Gods country! This is where I was dragged up. Everythings propper here.

Propper weather
Propper beer
Propper walking
Propper cycling
Propper pub grub
Propper scenery
Propper caving
Propper potholing
Propper climbing
Propper chippies
Propper cavers cafes
Propper pork pies


----------



## Codfinger (Jan 11, 2008)

I google earthed the site when I saw it on the prog and might be tempted to pop in on our way back from Scotland at easter.
Chris


----------



## suedew (May 10, 2005)

We came back from a great CL outside Howarth ( TopField at Flappit Springs) yesterday. owners are motorhomers whom we met last year in France. They had also seen the program which featured Goredale scar. We all took a run out in their car for a look. 
Looks good, single track road, vey twisty and few passing places, but awesome. Great walking or chillout area.
Sure it must look even more picturesque today as it is snowing there now.
Sue


----------



## Broom (Oct 8, 2007)

Hi All

We have stayed there, we got snowed in, its tight for a 25' Motorhome, use the bottom gate.
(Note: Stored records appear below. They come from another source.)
PR #3710, opened 2020-08-15
spirv-fuzz: Check termination instructions when donating modules

### LINKED ISSUE #3709: spirv-fuzz: FuzzerPassDonateModules does not check termination instructions
At `FuzzerPassDonateModules::MaybeAddLivesafeFunction`, the `|function_to_donate|` termination instructions must be checked if they are `OpKill` or `OpUnreachable` instructions. This check is not currently being performed.

andreperezmaselco:
The `FuzzerPassDonateModules` was not checking if the function to donate had
a block with `OpKill` or `OpUnreachable` as its termination instruction.

Fixes #3709.

### DIFF
--- a/source/fuzz/fuzzer_pass_donate_modules.cpp
+++ b/source/fuzz/fuzzer_pass_donate_modules.cpp
@@ -1234,23 +1234,30 @@ bool FuzzerPassDonateModules::MaybeAddLivesafeFunction(
     }
   }
 
-  // If the function contains OpKill or OpUnreachable instructions, and has
-  // non-void return type, then we need a value %v to use in order to turn
+  // If |function_to_donate| contains OpKill or OpUnreachable instructions, and
+  // has non-void return type, then we need a value %v to use in order to turn
   // these into instructions of the form OpReturn %v.
-  uint32_t kill_unreachable_return_value_id;
-  auto function_return_type_inst =
-      donor_ir_context->get_def_use_mgr()->GetDef(function_to_donate.type_id());
-  if (function_return_type_inst->opcode() == SpvOpTypeVoid) {
-    // The return type is void, so we don't need a return value.
-    kill_unreachable_return_value_id = 0;
-  } else {
-    // We do need a return value; we use zero.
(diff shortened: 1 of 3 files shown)


andreperezmaselco:
Yes, it supports donating functions with `OpKill` and `OpUnreachable` instructions.
But if such instructions are present, the transformation needs `kill_unreachable_return_value_id` to use in order to turn these into instructions of the form `OpReturnValue %kill_unreachable_return_value_id`.

source/fuzz/fuzzer_pass_donate_modules.cpp
```diff
@@ -1234,23 +1234,30 @@ bool FuzzerPassDonateModules::MaybeAddLivesafeFunction(
...
+            function_to_donate.type_id());
+    if (function_return_type_inst->opcode() != SpvOpTypeVoid) {
+      // We do need a return value; we use zero.
+      assert(function_return_type_inst->opcode() != SpvOpTypePointer &&
+             "Function return type must not be a pointer.");
+      kill_unreachable_return_value_id = FindOrCreateZeroConstant(
+          original_id_to_donated_id.at(function_return_type_inst->result_id()),
+          false);
+      break;
+    }
```
paulthomson, line 1258: I understand now. You are checking if the function really contains OpKill or OpUnreachable. If not, then there is no need to create the zero constant.

I think this might be a case where having a function in fuzzer util to check if a function contains OpKill or OpUnreachable. Then you could just do something like:

```
uint32_t kill_unreachable_return_value_id = 0;
auto function_return_type_inst =
    donor_ir_context->get_def_use_mgr()->GetDef(
        function_to_donate.type_id());
if (function_return_type_inst->opcode() != SpvOpTypeVoid 
     && fuzzerutil::FunctionContainsOpKillOrUnreachable(function_to_donate)) {
  kill_unreachable_return_value_id = FindOrCreateZeroConstant(
    original_id_to_donated_id.at(function_return_type_inst->result_id()),
    false);
}


```

andreperezmaselco: Done.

I have some photos will post them if I can find them.

Very good walking area, we walked there over the tops from CC Wharfedale Grassington last year around 12 miles.

It needs to have been dry weather for a while, NO hardstanding and as said BASIC

Best Regards
Broom


----------



## Jodi1 (Mar 25, 2010)

We stopped at a CL near Malham a couple of years ago - Hurries Farm, Otterburn. Look under Skipton in the CC book. Its a working mixed farm with sheep, cattle and Rheas!! The site is level with hardstandings and ehu. TV non exsistent, so plenty of good books needed. In fact there is quite a good library in the loo attached to the house! Very nice beef and Rhea burgers for sale.


----------



## clodhopper2006 (Aug 13, 2006)

Ah yes. Forgot to mention

Propper rhea burgers


----------



## dhutchy (Feb 7, 2010)

Beautiful area in gods own county  never stayed up there but worked around that area in the past , i also have friends who live that way . We used to go a lot when kids were younger it's not far for us well worth visiting. Suedew i see you have met Freddie and Pat then, they used to be neighbours of mine , lovely people. Hope you enjoyed Haworth we have just walked home through the village weather is awful today wet snow and heavy mist also.


----------



## Fatalhud (Mar 3, 2006)

We stumbled upon Malham over 30 years ago, but could never remember where it was 
So thanks for the memory jog, it is on my list of places to visit this year   

Alan H


----------



## tony645 (Sep 26, 2010)

hi dhutchy, just shows what the weathers like up here, we`re 20minutes north of you towards the dales, no snow, no mist, no rain, I`ve been working outside all day and its quite mild, but I can see the snow ontop of Bouldsworth, tony


----------



## dhutchy (Feb 7, 2010)

Ay up Tony i know what you mean about how it can change, in my football days we had a game called off with snow so we traveled about four miles to watch local rivals it was dry no snow and pitch was perfect total opposite of here .I see your in lancs are you Colne , Barlick area :?:


----------



## tony645 (Sep 26, 2010)

Foulridge, where they dont know if its Yorkshire or Lancashire!


----------



## dhutchy (Feb 7, 2010)

Bandit country :wink: :lol: but nice


----------



## tony645 (Sep 26, 2010)

No bandits here but plenty of tarmacers up the road in colne, anyway I thought you had the bandit operating the carpark at haworth.


----------



## dhutchy (Feb 7, 2010)

Spot on two clamped walking past tonight, locals hate them as well.Sorry seem to have hijacked this thread so back to Goredale Scar, one thing to think about on roads out there, i was out there recently in my works van (ducato) and was nearly run off the road by a lorry probably going to one of the farms he was fair travelling ,just like Devon/ Cornwall take it steady.Somebody mentioned Ingleton and i would also recommend there, the Ingleton waterfalls walk is lovely also Hawes to the railway viaduct.


----------



## camperman101 (Oct 8, 2006)

hi 

this was one of the first sites we stayed on after we bought our first m/home
we had a fab weekend in an idyllic setting - the sun was out the sky was blue etc !!!
kids played in the stream , we allwalked up the path that goes right through the middle of the site up to gordale scar 
Malham equally a good walk , with good pub as a watering hole !!

as mentioned in previous emial - can be a bit hair-raising getting down to site on single track road with passing areas and then very steep hill down into site - i told wife we wouldnt get back out again unless she walked all the way back up and stopped any traffic coming down !!!!!!!!!!!!!! which she did .ha ha 

we also had to access site via bottom gate - farmer that owned site told us he hadnt opened it for some time - site predominantly full of tents 

it really was a heavenly location - well worth a visit ( if the suns out then even better )


----------